I completely get the whole including thing but we couldn't include someone who is never mentioned by the kids or whose mum is never at pick ups to say come along?

I'm curious, OP - is RM at the school gates or not?

..plus there has been the school hols so this is the first time we are all really seeing each other at the school gates etc?
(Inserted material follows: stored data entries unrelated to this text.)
PR #1071, opened 2024-05-28
"Solution"

MaglorFeanorson:


app/main.py
```diff
@@ -2,4 +2,57 @@ class Cargo:
     def __init__(self, weight: int) -> None:
         self.weight = weight
 
+
 # write your code here
+class BaseRobot:
+    def __init__(self, name: str, weight: int, coords: list = None) -> None:
+        self.name = name
+        self.weight = weight
+        self.coords = coords if coords is not None else [0, 0]
```
DevSpaciX, line 11: `self.coords = coords or [0, 0]` will be better , no ?)))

piefacedClique · 09/01/2017 15:49

No rm is never at gate x

OP posts:
OhSuckItUpDucky · 09/01/2017 16:15

So is RM working at pick up / drop off time ?
It's sounds like she is being excluded if she was friends with QM before

piefacedClique · 09/01/2017 16:18

Her kids are on bus and she's never at pick up. Difficult to exclude someone who can't physically be there?

OP posts:
Oblomov16 · 09/01/2017 16:24

I'm not so sure its best to exclude her. Not that I'm condoning her rudeness.

But my friend arranged something at the end of Christmas term. Casually. Invited a few. And she told me, that 2 people had text her, because were very upset they hadn't been included. She was upset by this.
So it just goes to show that many people are clearly upset by this kind of thing, generally.
And yes, yours is a specific group. And ours was more casual, but maybe she felt you were a bit cliquey before and she felt excluded before?
Or maybe I'm being too sympathetic to her?